Task to complete:
From the first line of the records down to the one that holds "-4659,6 +4659,7 @@", transcribe each line exactly and add nothing.
== Provided material
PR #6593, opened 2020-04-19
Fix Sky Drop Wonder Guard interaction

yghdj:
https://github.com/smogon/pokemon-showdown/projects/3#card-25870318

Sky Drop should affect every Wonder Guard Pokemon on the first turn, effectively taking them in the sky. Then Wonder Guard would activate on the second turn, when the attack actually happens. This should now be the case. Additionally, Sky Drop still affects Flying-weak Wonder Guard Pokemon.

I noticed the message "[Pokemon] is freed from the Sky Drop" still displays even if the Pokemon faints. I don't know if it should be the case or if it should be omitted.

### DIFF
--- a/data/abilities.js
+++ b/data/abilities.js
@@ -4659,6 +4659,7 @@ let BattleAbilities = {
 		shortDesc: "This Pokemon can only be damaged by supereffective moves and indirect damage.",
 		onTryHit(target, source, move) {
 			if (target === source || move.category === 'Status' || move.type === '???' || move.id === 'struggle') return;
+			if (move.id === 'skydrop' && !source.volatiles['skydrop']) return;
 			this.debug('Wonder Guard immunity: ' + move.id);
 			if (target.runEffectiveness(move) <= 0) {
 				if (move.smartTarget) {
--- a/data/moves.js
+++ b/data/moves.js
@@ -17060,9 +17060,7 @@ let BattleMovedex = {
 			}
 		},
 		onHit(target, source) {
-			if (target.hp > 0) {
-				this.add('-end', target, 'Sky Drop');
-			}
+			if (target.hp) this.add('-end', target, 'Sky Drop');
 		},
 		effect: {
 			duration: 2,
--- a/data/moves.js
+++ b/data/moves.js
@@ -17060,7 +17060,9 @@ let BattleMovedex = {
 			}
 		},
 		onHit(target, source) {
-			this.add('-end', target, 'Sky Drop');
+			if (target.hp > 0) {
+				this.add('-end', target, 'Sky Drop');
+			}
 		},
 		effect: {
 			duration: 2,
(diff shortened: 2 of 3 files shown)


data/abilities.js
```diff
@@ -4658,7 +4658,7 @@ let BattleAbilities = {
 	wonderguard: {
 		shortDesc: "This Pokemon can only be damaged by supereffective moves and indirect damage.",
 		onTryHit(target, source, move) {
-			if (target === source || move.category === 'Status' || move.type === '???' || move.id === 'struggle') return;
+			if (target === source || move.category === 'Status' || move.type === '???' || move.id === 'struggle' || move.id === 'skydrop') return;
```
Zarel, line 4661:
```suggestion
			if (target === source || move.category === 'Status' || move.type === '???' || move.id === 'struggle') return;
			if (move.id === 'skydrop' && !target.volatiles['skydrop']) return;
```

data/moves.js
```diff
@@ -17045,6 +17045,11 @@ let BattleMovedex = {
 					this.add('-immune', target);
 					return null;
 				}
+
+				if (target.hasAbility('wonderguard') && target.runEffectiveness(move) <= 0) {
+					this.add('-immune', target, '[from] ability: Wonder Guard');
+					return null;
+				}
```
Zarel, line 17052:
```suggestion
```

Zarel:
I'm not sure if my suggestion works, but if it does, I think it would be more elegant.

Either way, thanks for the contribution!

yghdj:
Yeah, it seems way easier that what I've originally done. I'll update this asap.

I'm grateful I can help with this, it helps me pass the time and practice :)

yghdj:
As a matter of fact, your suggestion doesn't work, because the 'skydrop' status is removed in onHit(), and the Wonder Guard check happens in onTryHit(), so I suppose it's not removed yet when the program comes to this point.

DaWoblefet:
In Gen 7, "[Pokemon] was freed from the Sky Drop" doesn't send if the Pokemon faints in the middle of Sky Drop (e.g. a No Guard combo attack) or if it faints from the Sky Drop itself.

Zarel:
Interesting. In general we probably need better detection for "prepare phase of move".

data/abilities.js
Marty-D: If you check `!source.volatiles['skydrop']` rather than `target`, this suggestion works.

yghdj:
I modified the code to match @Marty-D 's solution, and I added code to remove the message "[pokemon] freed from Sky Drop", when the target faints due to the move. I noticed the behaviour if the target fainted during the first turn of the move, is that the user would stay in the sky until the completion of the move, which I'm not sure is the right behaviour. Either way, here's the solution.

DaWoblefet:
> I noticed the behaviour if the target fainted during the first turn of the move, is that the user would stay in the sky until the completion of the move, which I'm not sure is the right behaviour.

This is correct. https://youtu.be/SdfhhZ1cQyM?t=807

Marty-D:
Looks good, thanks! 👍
====
Output of the exercise:
PR #6593, opened 2020-04-19
Fix Sky Drop Wonder Guard interaction

yghdj:
https://github.com/smogon/pokemon-showdown/projects/3#card-25870318

Sky Drop should affect every Wonder Guard Pokemon on the first turn, effectively taking them in the sky. Then Wonder Guard would activate on the second turn, when the attack actually happens. This should now be the case. Additionally, Sky Drop still affects Flying-weak Wonder Guard Pokemon.

I noticed the message "[Pokemon] is freed from the Sky Drop" still displays even if the Pokemon faints. I don't know if it should be the case or if it should be omitted.

### DIFF
--- a/data/abilities.js
+++ b/data/abilities.js
@@ -4659,6 +4659,7 @@ let BattleAbilities = {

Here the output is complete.